Using lexeme DB from 'C:\temp\VDRJ_Ver1_1_Research_Top60894.csv'
Matching lexemes in 'C:\temp\My Girl JDrama Morphemes+Freq.txt'
Using 'Standard (Newspaper) Orthography' lexemes
Using 'Word Ranking for General Learners' ranks
Loaded 60894 lexemes
Lexemes matched: 2627 Missing 1293
Tokens matched: 61916 Missing 12760
Coverage of found tokens
Range Match Tot %
1 ~ 5000 : 59380 59380 95.90%
5001 ~ 10000 : 965 60345 97.46%
10001 ~ 15000 : 726 61071 98.64%
15001 ~ 20000 : 215 61286 98.98%
20001 ~ 25000 : 250 61536 99.39%
25001 ~ 30000 : 48 61584 99.46%
30001 ~ 35000 : 28 61612 99.51%
35001 ~ 40000 : 141 61753 99.74%
40001 ~ 45000 : 108 61861 99.91%
45001 ~ 60894 : 55 61916 100.00%


For those who finished Core 2k/6k/10k - cophnia61 - 2014-07-12

vosmiura Wrote:I changed my script to use the token count here http://pastebin.com/8BHrvt24

Here's what I got:

Using lexeme DB from 'C:\temp\VDRJ_Ver1_1_Research_Top60894.csv'
Matching lexemes in 'C:\temp\My Girl JDrama Morphemes+Freq.txt'
Using 'Standard (Newspaper) Orthography' lexemes
Using 'Word Ranking for General Learners' ranks
Loaded 60894 lexemes
Lexemes matched: 2627 Missing 1293
Tokens matched: 61916 Missing 12760
Coverage of found tokens
Range Match Tot %
1 ~ 5000 : 59380 59380 95.90%
5001 ~ 10000 : 965 60345 97.46%
10001 ~ 15000 : 726 61071 98.64%
15001 ~ 20000 : 215 61286 98.98%
20001 ~ 25000 : 250 61536 99.39%
25001 ~ 30000 : 48 61584 99.46%
30001 ~ 35000 : 28 61612 99.51%
35001 ~ 40000 : 141 61753 99.74%
40001 ~ 45000 : 108 61861 99.91%
45001 ~ 60894 : 55 61916 100.00%
Thanks vosmiura!

In the meanwhile I read the first 25 mins of the first episode of My Girl xD I don't know how many words there were, but in those 25 mins the only words above 15k which appear are:

空席
従妹
孫娘

掠り傷 (this is not present in the list, but 掠り and 傷 yes, and they are above the 15k)
脈拍 (absent, but I'm not sure)

So all I can say is a person with 15k vocab can certainly see that episode and in 25 mins it must look at the dictionary only four-five times. But in general a great part of those words are also below the 10k, so I'm re-reassured now! ahahaha


For those who finished Core 2k/6k/10k - vosmiura - 2014-07-12

Btw, if you use Morphman I use it with a slightly different ordering to keep things i+1 and ordered by frequency.

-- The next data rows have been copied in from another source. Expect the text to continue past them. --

PR #1028, opened 2020-07-16
modified iter_suite_file_paths to get the test path as relative if the path is provided relative in the suite file

Rakesh-Dakshinamoorthy:
## Description
Slash creates test path and test address based on how it is invoked. when the test path provided is relative then the test path and address of a test will be relative. 
```
slash list tests\test_script.py
``` 
If the path is provided as absolute then the test_path and address will be absolute.
```
slash list C:\package\tests\test_script.py
```

But when slash list or slash run is invoked with help of suite file the test path and test address of the test collected is always absolute irrespective of path provided in suite file.

## Solution
modified the iter_suite_file_paths method to provide relative path when relative path is provided and absolute path when absolute path is provided in suite_file

### DIFF
--- a/slash/utils/suite_files.py
+++ b/slash/utils/suite_files.py
@@ -9,6 +9,7 @@ SuiteEntry = namedtuple('SuiteEntry', 'path, matcher, repeat')
 def iter_suite_file_paths(suite_files):
     for filename in suite_files:
 
+        dirname = os.path.abspath(os.path.dirname(filename))
         with open(filename) as suite_file:
             for path in suite_file:
                 path = path.strip()
@@ -17,6 +18,9 @@ def iter_suite_file_paths(suite_files):
 
                 suite_entry = _parse_path_filter_and_repeat(path)
                 path = suite_entry.path
+
+                if not os.path.isabs(path):
+                    path = os.path.relpath(os.path.join(dirname, path))
 
                 if not path.endswith('.py') and '.py:' not in path and not os.path.isdir(path):
                     for p, other_filter in iter_suite_file_paths([path]):
--- a/slash/utils/suite_files.py
+++ b/slash/utils/suite_files.py
@@ -9,7 +9,6 @@ SuiteEntry = namedtuple('SuiteEntry', 'path, matcher, repeat')
 def iter_suite_file_paths(suite_files):
     for filename in suite_files:
 
-        dirname = os.path.abspath(os.path.dirname(filename))
         with open(filename) as suite_file:
             for path in suite_file:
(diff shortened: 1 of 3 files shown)


slash/utils/suite_files.py
```diff
@@ -20,7 +20,7 @@ def iter_suite_file_paths(suite_files):
                 path = suite_entry.path
 
                 if not os.path.isabs(path):
-                    path = os.path.abspath(os.path.join(dirname, path))
+                    path = os.path.relpath(os.path.join(dirname, path))
```
vmalloc, line 23: I'm not sure I understand this change... On which cases is this `if` going to get entered, and have a different value for `path` afterwards?

If I pass `./bla`, relpath is going to still return `./bla`...

Rakesh-Dakshinamoorthy: The relative path in the suite-file will be relative path of the test script with respect to the suite-file path.
when the suite file path is in different path than the path where slash is invoked.
then path of test collected would be relative path of the script from where slash is invoked.
For example
When slash is invoked in same path as the sample_test_repo

image

```
slash run -f suites\module_1\suite_file.txt
```
or 
```
slash list -f suites\module_1\suite_file.txt
```
then the path of the tests collected will be relative to sample_test_repo.
tests\feature_one\test_sub_feature1.py

Rakesh-Dakshinamoorthy: @vmalloc do you have any more questions regarding this?

vmalloc: I see. @ayalash @yaelmi3 do you have any objection to this change?

yaelmi3: @vmalloc : LGTM

vmalloc:
@Rakesh-Dakshinamoorthy can you please include a changelog entry for this change? After this I will merge it in. Thanks and sorry for the delay!

Rakesh-Dakshinamoorthy:
> @Rakesh-Dakshinamoorthy can you please include a changelog entry for this change? After this I will merge it in. Thanks and sorry for the delay!

I have added the change log as you have requested

vmalloc:
@Rakesh-Dakshinamoorthy Thanks a lot for your contribution!

Rakesh-Dakshinamoorthy:
> @Rakesh-Dakshinamoorthy Thanks a lot for your contribution!

You are welcome @vmalloc.
I would like to know when this fix will be released? I would be really helpful for me.

vmalloc:
Yes. 1.11.0 will be out soon.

The default Morphman priority is:
#1 Prioritize cards with least unknowns (i+1)
#2 Prioritize cards based on length
#3 Prioritize cards by frequency of the new morpheme

What I've found for my use is this means Morphman will sometimes prioritize many morphemes of infrequent use (e.g. once in the whole deck) over some common ones that might appear 20+ times. I think it's more productive to learn the higher frequency ones first, so I just swapped the last two priorities.

To see what I mean...
change: mmi = 10000*N_k + 1000*lenDiff + freq
to: mmi = 10000*N_k + freq * 10 + lenDiff
...in addons\morph\main.py and run Recalc.